Which is exactly why she urges creators to think bigger. If you rely only on paid subscription growth, you limit your potential. But when you treat Substack as the starting point, you unlock multiple ways to serve and monetize your community.
Her approach is clear:
Build the community first. Then create more places they can go with you.
7. Find your people, collaborate and grow together
When I asked Veronica what she would do differently if she could rebuild her community from scratch, her answer was immediate and honest:
“I wish I had focused less on doing all the work alone and more on finding collaborators.”
In the early days, her energy went entirely into creating content, writing, planning, and publishing. It took her over a year and a half before she wrote her first guest post, which now feels almost unbelievable to her.

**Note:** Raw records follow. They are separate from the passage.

PR #6397, opened 2019-02-05
FT 2.0 - propegate thread context for asynchronous executions

Azquelt:
This ensures that when a method annotated with `@Asynchronous` is run, it has the correct security, metadata and classloader context.


Azquelt:
#build

dev/com.ibm.ws.microprofile.faulttolerance.2.0/test/src/com/ibm/ws/microprofile/faulttolerance/test/AbstractFTTest.java
```diff
@@ -25,7 +29,9 @@
     @Before
     public void before() {
         System.setProperty(FTConstants.JSE_FLAG, "true");
-        FaultToleranceProviderResolver.setInstance(new ProviderResolverImpl20());
+        ProviderResolverImpl20 providerResolver = new ProviderResolverImpl20();
```
tevans78: Should this be @Before or @BeforeClass? Does it matter?

Azquelt: I think it could be either, as long is it matches up with the `after` method.

I don't think it's important as it's not doing anything expensive.

dev/com.ibm.ws.microprofile.faulttolerance.2.0/test/src/com/ibm/ws/microprofile/faulttolerance/test/AbstractFTTest.java
```diff
@@ -25,7 +29,9 @@
...
+        setField(ProviderResolverImpl.class, "contextService", providerResolver, new DummyContextService());
```
tevans78: Wouldn't setters and getters on ProviderResolverImpl be better rather than trying to access protected fields like this? I think those fields should be private anyway

dev/com.ibm.ws.microprofile.faulttolerance.cdi_fat/publish/servers/FTFallback/server.xml
```diff
@@ -11,15 +11,17 @@
...
-	    <feature>componenttest-1.0</feature>
+		<feature>componenttest-1.0</feature>
 		<feature>osgiconsole-1.0</feature>
 		<feature>localConnector-1.0</feature>
 		<feature>appSecurity-3.0</feature>
 		<feature>cdi-2.0</feature>
 		<feature>servlet-4.0</feature>
 		<feature>mpFaultTolerance-2.0</feature>
+		<feature>ejblite-3.2</feature>
+		<feature>appSecurity-3.0</feature>
```
tevans78: I wonder if a separate server would be better rather than introducing ejb to an existing one?

dev/com.ibm.ws.microprofile.faulttolerance.2.0/test/src/com/ibm/ws/microprofile/faulttolerance/test/AbstractFTTest.java
Azquelt: I don't think they're the fields you're thinking of.

These fields are annotated `@Reference` and populated with services provided by DS.

I think setting the references by reflection is an appropriate approach for a unit test. I'd prefer to avoid adding further boilerplate to the implementation where it isn't necessary.

dev/com.ibm.ws.microprofile.faulttolerance/src/com/ibm/ws/microprofile/faulttolerance/impl/ExecutorBuilderImpl.java
```diff
@@ -35,7 +35,7 @@
     protected FallbackPolicy fallbackPolicy = null;
     protected TimeoutPolicy timeoutPolicy = null;
     protected MetricRecorder metricRecorder = DummyMetricRecorder.get();
-    private final WSContextService contextService;
+    protected final WSContextService contextService;
```
tevans78: grump!

dev/com.ibm.ws.microprofile.faulttolerance.cdi_fat/publish/servers/FTFallback/server.xml
Azquelt: Mmm, possibly, though that would also mean separating out the tests into different classes.

I'm happy to do it, I didn't bother to in the first instance because I'm lazy.

tevans78:
split the test servers, otherwise ok

Azquelt:
@tevans78 servers have been split

Azquelt:
#build

Azquelt:

Azquelt:
#build

Azquelt:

“We’re solopreneurs, yes. But that doesn’t mean we have to be solo.”
Looking back, her biggest unlock would have been reaching out earlier, partnering with others, and building in public together rather than quietly alone.
Her advice to anyone starting out or struggling to grow:
Find collaborators early
Look for people whose work aligns with yours, co-host, co-write, co-create
Build momentum together, not in isolation
She sees community building and collaboration as the same game. Borrowing from her sports background, she adds:
“In triathlon we say: together we run further. The same is true in the world of creativity.”
8. Give Before You Ask
Here is Veronica’s biggest advice to newsletter creators who plan to build a community.

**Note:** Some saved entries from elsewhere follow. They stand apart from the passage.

PR #6422, opened 2019-02-05
reject double contextualization until spec is clarified

njr-11:
The MicroProfile Concurrency spec does not define a behavior for what happens when you attempt to re-contextualize an instance that has already been contextualized.  There is an issue open to determine this, but in case it doesn't not make it into the initial spec release, we want to have the flexibility of updating our implementation later, so the safest approach is to reject all attempts at double contextualization.


njr-11:
#build

njr-11:
build has 8 test failures which are duplicates of pre-existing issues in unrelated test buckets.
Also, one of the async test runs stopped responding, but I resubmitted it and then it ran cleanly.

PR #6432, opened 2019-02-06
FT 2.0: Fix async fallback

### LINKED ISSUE #5493: Fix asynchronous fallback handling in FT 2.0
Currently, the fallback method is called on the current thread at the point we decide we need to fall back.

Often this is fine as it's the thread that has just run the method that failed. However, in the case where we get a BulkheadException or a CircuitBreakerOpenException, this may be the calling thread which is not allowed.

Azquelt:
Ensure that the AsyncExecutor always runs the fallback method
asynchronously, even if the bulkhead is full.

Run fallback with the correct thread context.

Fixes #5493

### DIFF
--- a/dev/com.ibm.ws.microprofile.faulttolerance.2.0/src/com/ibm/ws/microprofile/faulttolerance20/impl/AsyncExecutor.java
+++ b/dev/com.ibm.ws.microprofile.faulttolerance.2.0/src/com/ibm/ws/microprofile/faulttolerance20/impl/AsyncExecutor.java
@@ -255,10 +255,10 @@ public abstract class AsyncExecutor<W> implements Executor<W> {
                 Thread.interrupted(); // Clear interrupted thread
             }
         } catch (Throwable t) {
-            // Handle any Unexpected exceptions
+            // Handle any unexpected exceptions
             // Manual FFDC since we've ignored it for the catch above
-            String sourceId = AsyncExecutor.class.getName() + "runExecutionAttempt";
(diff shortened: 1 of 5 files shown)


Azquelt:
#build

Azquelt:
#build

dev/com.ibm.ws.microprofile.faulttolerance.2.0/src/com/ibm/ws/microprofile/faulttolerance20/impl/AsyncExecutor.java
```diff
@@ -369,32 +367,60 @@ protected void finalizeAttempt(AsyncAttemptContextImpl<W> attemptContext, Method
...
+
+            executionContext.setFailure(failedResult.getFailure());
+
+            ThreadContextDescriptor contextDescriptor = executionContext.getThreadContextDescriptor();
+            ArrayList<ThreadContext> context = contextDescriptor.taskStarting();
+
+            MethodResult<W> fallbackResult;
+            try {
+                fallbackResult = MethodResult.success((W) fallbackPolicy.getFallbackFunction().execute(executionContext));
+            } catch (Throwable ex) {
```
tevans78: IgnoreFFDC??

Azquelt:
#build

Azquelt:
#build

Azquelt:
#build

Azquelt:

PR #6443, opened 2019-02-06
NullPointerException when backed by unmanaged executor

njr-11:
The following NullPointerException occurs (Java SE 8 path only) when ManagedCompletableFuture is backed by an unmanaged executor that was obtained via supplyAsync,

java.lang.NullPointerException
at com.ibm.ws.concurrent.mp.ContextualSupplier.get(ContextualSupplier.java:37)
at java.util.concurrent.CompletableFuture$AsyncSupply.run(CompletableFuture.java:1590)
at ...

Also, we don't have any test case for this code path, so I'm adding one.  This code path would only be used internally by Liberty when a completion stage is wanted with the Liberty thread pool as its default asynchronous execution facility.


njr-11:
#build

njr-11:
Build has 4 test failures, which are preexisting issues in unrelated test buckets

“Give before you ask. Most people in your community also want to be seen and heard. Try to engage first with the people who are already supporting you the most.”

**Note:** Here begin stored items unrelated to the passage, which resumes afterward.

Issue #6437, opened 2019-02-06
Remove FFDC generation from JaxRsFactoryBeanEJBCustomizer to comply with the JAX-RS spec regarding ExceptionMapper.


jkoehler22:
Exception = java.lang.reflect.InvocationTargetException
Source = com.ibm.ws.jaxrs20.ejb.JaxRsFactoryBeanEJBCustomizer
probeid = 334
Stack Dump = java.lang.reflect.InvocationTargetException
	at sun.reflect.NativeMethodAccessorImpl.invoke0(Native Method)
	at sun.reflect.NativeMethodAccessorImpl.invoke(NativeMethodAccessorImpl.java:90)
	at sun.reflect.DelegatingMethodAccessorImpl.invoke(DelegatingMethodAccessorImpl.java:55)
	at java.lang.reflect.Method.invoke(Method.java:508)
	at com.ibm.ws.jaxrs20.ejb.JaxRsFactoryBeanEJBCustomizer.serviceInvoke(JaxRsFactoryBeanEJBCustomizer.java:333)
	at com.ibm.ws.jaxrs20.server.LibertyJaxRsServerFactoryBean.performInvocation(LibertyJaxRsServerFactoryBean.java:637)
	at com.ibm.ws.jaxrs20.server.LibertyJaxRsInvoker.performInvocation(LibertyJaxRsInvoker.java:160)
	at org.apache.cxf.service.invoker.AbstractInvoker.invoke(AbstractInvoker.java:96)
	at com.ibm.ws.jaxrs20.server.LibertyJaxRsInvoker.invoke(LibertyJaxRsInvoker.java:273)
	at org.apache.cxf.jaxrs.JAXRSInvoker.invoke(JAXRSInvoker.java:205)
	at com.ibm.ws.jaxrs20.server.LibertyJaxRsInvoker.invoke(LibertyJaxRsInvoker.java:444)
	at org.apache.cxf.jaxrs.JAXRSInvoker.invoke(JAXRSInvoker.java:111

PR #6444, opened 2019-02-06
Fix Issue #6437: remove FFDC

jkoehler22:


jkoehler22:
#build

dev/com.ibm.ws.jaxrs.2.0.ejb/src/com/ibm/ws/jaxrs20/ejb/JaxRsFactoryBeanEJBCustomizer.java
```diff
@@ -244,6 +244,7 @@ public boolean isCustomizableBean(Class<?> clazz, Object context) {
     }
 
     @Override
+    @FFDCIgnore(Exception.class)
```
andymc12:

Final words: 4 pillars of building a thriving newsletter business
Veronica’s framework for growing and monetizing her newsletter rests on four levers: service, proximity, community and personalization.
The future is to think about these levers and each lever plays a unique role:
Service: Give tangible value beyond content. Her live sessions, Q&As, and coaching programs exist to help people, not just inspire them.
Proximity: Show up as a human being. She regularly appears on camera, speaks live, and uses voice and video to reduce distance.
Community: Create a sense of shared purpose. Veronica designs spaces where readers learn together, not just from her.
Personalization: Keep interactions intimate. A simple name mention, quick note, or private DM creates loyalty that no automation can replace.
What I liked most about Veronica’s approach is how intentionally she connects her four growth and monetization levers so they strengthen one another.
Her Substack Live sessions, for instance, aren’t just random events; they bring proximity to her subscribers, allowing her audience to see and hear her as a real person.
That proximity builds trust, which naturally leads people to want to be part of her community.
And within that community, she continues to serve through masterminds, Chat discussions, and collaborations, creating more opportunities for personalized interactions that deepen loyalty.
Each lever feeds the other, forming a system where service, proximity, community, and personalization continuously reinforce one another.
Final Takeaway
The truth I kept coming back to while talking to Veronica:
Community building isn’t the easy path, it’s the meaningful one.
Not because it scales faster, but because it lasts longer.
Not because it’s frictionless, but because it’s real.
We’re moving into an era where attention is cheap and connection is rare.
The creators who win won’t be the loudest ones, they’ll be the ones who make people feel seen, supported, and part of something bigger than themselves.
So if you’re still early, if you’re experimenting, if your Chat feels quiet, or if you’re wondering whether this is all worth it, take this as your sign:
It is. More than ever.
Start imperfectly. Show up consistently.
Reach out first. Ask thoughtful questions. Build alongside others, not alone.
There has never been a better time to build your community.